Berkeley will launch two satellites to study Mars in a new era of space exploration.

January 31, 2022
by Dhoha Bareche

Berkeley’s Space Sciences Laboratory (SSL) has received approval from NASA to launch two satellites, aptly named “Blue” and “Gold,” into orbit around Mars. Slated for launch in October 2024, the mission aims to understand how the Red Planet lost its early, Earth-like atmosphere.  

Officially called the Escape and Plasma Acceleration and Dynamics Explorers (EscaPADE), the dual spacecraft mission was initially scheduled to hitch a ride on NASA’s Psyche mission in 2022. Psyche would have dropped the satellites off en route to the asteroid belt located between Mars and Jupiter. That plan was scotched, however, after a change in Psyche’s trajectory.

SSL was not willing to give up. In June, the lab was able to secure two Photon spacecraft provided by Rocket Lab, a space contractor in Long Beach, to carry its instruments—a collaboration that received NASA’s approval on its preliminary design and project plan in August.

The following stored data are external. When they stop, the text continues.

PR #6836, opened 2023-04-13
Ensure unique workspace name

bluwy:
## Changes

A small chore to ensure workspace packages have a unique name. This is required when I upgrade turbo, but for some reason turbo also scans gitignored packages (e.g. build output), and those build output have empty names causing https://github.com/vercel/turbo/issues/3340

So I stick with the old turbo version for now, but thought it would be good to do this cleanup.

## Testing

Existing tests should pass.

## Docs

n/a. cleanup.


MoustaphaDev (approved):
Fan`test`ic!

PR #6847, opened 2023-04-14
Use Markdoc on `*.mdoc.md` files instead of `.mdoc`

ancaemcken:
## Changes

Allows Markdoc parsing in `*.mdoc.md` files, removing editor choice restrictions for adopters of Markdoc. 
Modified the `examples/with-markdoc` example app:
  - with a plain `.md` file that is supposed to use the regular Astro markdown with remark & rehype plugins.
  - `package.json` with needed plugins for rendering a table of contents in plain `.md` file. 
  - `astro.config.mjs` with `markdown` configuration. 

## Testing

Updated @astrojs/markdoc tests to work for `*.mdoc.md` and ran the full suite of tests.

## Docs

Not updated yet. This is a POC. But willing to do so.


bholmesdev:
Took a note of this idea! There's definitely implications to _avoiding_ our `.md` parser when preceded by `.mdoc`. I'll be taking a closer look at Markdoc features these next couple weeks and I'll offer feedback then 👍

bholmesdev:
Discussing with the team now! Though I'll share there's some fundamental changes we'd need in this PR:
- **We shouldn't [let Markdoc own the base `.md` extension](https://github.com/withastro/astro/pull/6847/files#diff-6f1a5db26f5ed6e5118cf55b197f2368253e83450989fcd71540ebfe56b5eb38R49).** This will cause conflicts with our Markdown pipeline, where we want `.md` files to run through our remark pipeline and Markdoc to run through the integration (at least today). We include TypeScript completions for `*.md` files, and a Markdoc override would break this contract. Instead, `extensions` should be `['.mdoc', '.mdoc.md']`.
- **[This special check for `.mdoc` files](https://github.com/withastro/astro/pull/6847/files#diff-0d71e7ce516d20f04d81efa8379a6a88bd0ded81c5ba60ad1ac99f719756f0fbR150-R151) is dangerous** for the Markdown conflicts mentioned above. To ensure `.mdoc.md` runs through Markdoc before getting caught by our Markdown renderer, we likely need to sort `extensions` where doubled extensions `.mdoc.md` are caught before single extensions like `.md`.
- **Markdoc should not be processed by remark.** I noticed quite a few remark plugins were added to the `with-markdoc` example, and I wouldn't expect any of these to be run on Markdoc content. Can these be removed?

bholmesdev:
Discussing with the team now! After giving this PR a look, I see some more fundamental issues to work out:
- **We shouldn't [let Markdoc own the base `.md` extension](https://github.com/withastro/astro/pull/6847/files#diff-6f1a5db26f5ed6e5118cf55b197f2368253e83450989fcd71540ebfe56b5eb38R49).** This will cause conflicts with our Markdown pipeline, where we want `.md` files to run through our remark pipeline and Markdoc to run through the integration (at least today). Instead, the configured content entry `extensions` should be `['.mdoc', '.mdoc.md']`.
- **[This special check for `.mdoc` files](https://github.com/withastro/astro/pull/6847/files#diff-0d71e7ce516d20f04d81efa8379a6a88bd0ded81c5ba60ad1ac99f719756f0fbR150-R151) is also problematic** for the Markdown conflicts mentioned above. To ensure `.mdoc.md` runs through Markdoc before getting caught by our Markdown renderer, we likely need to sort `extensions` where doubled extensions like `.mdoc.md` are respected before single extensions like `.md`.
- **Markdoc should not be processed by remark.** I noticed quite a few remark plugins were added to the `with-markdoc` example, and I wouldn't expect any of these to be run on Markdoc content. Can these be removed?
- **`.mdoc.md` will conflict with our [Markdown import type](https://github.com/withastro/astro/blob/main/packages/astro/client-base.d.ts#L87).** We allow ESM imports for Markdown files today, and `*.mdoc.md` imports will give false type information. I've tried excluding `*.mdoc.md` files from the declare module statement, but I haven't found a syntax that TypeScript supports. We're still debating if this is a blocker 😕 

Hope this feedback makes sense! Thanks again for the contribution

matthewp:
Closing as we don't want to do this right now.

Furthermore, the space agency had agreed to fund the mission as part of its Small Innovative Missions for Planetary Exploration (SIMPLEx) program, which aims to find ways to explore space more affordably.  

“Instead of spending $800 million for a 95 percent chance of success, can we spend $80 million for an 80 percent chance? This is what NASA is trying to find out with these missions, and we are lucky to be one of the guinea pigs,” Robert Lillis, SSL’s associate director for planetary science and astrobiology, told Berkeley News.

EscaPADE’s goal to better understand the history of Mars’s atmosphere will build on NASA’s Mars Atmosphere and Volatile EvolutioN (MAVEN) mission, now led by Shannon Curry, SSL’s deputy associate director for planetary science and astrobiology. The MAVEN spacecraft has been orbiting Mars since 2014, studying the interaction of the planet’s magnetosphere with the solar wind and how that affects the escape of gases from the planet’s atmosphere.

MAVEN has made great strides but is limited in only being able to measure changes occurring in one place at a time. “Even though MAVEN had done lots of great work, we still were left with this fundamental ambiguity that we couldn’t resolve in any other way than sending two [spacecraft],” said Lillis.

The twin satellites are expected to arrive in Mars orbit in 2026 after an 11-month journey. Lillis is confident of the mission’s value. As he told Berkeley News, “With simultaneous two-point observations of the solar wind and Mars’s ionosphere and magnetosphere, EscaPADE will bring us the first ‘stereo’ picture of this highly dynamic plasma environment.”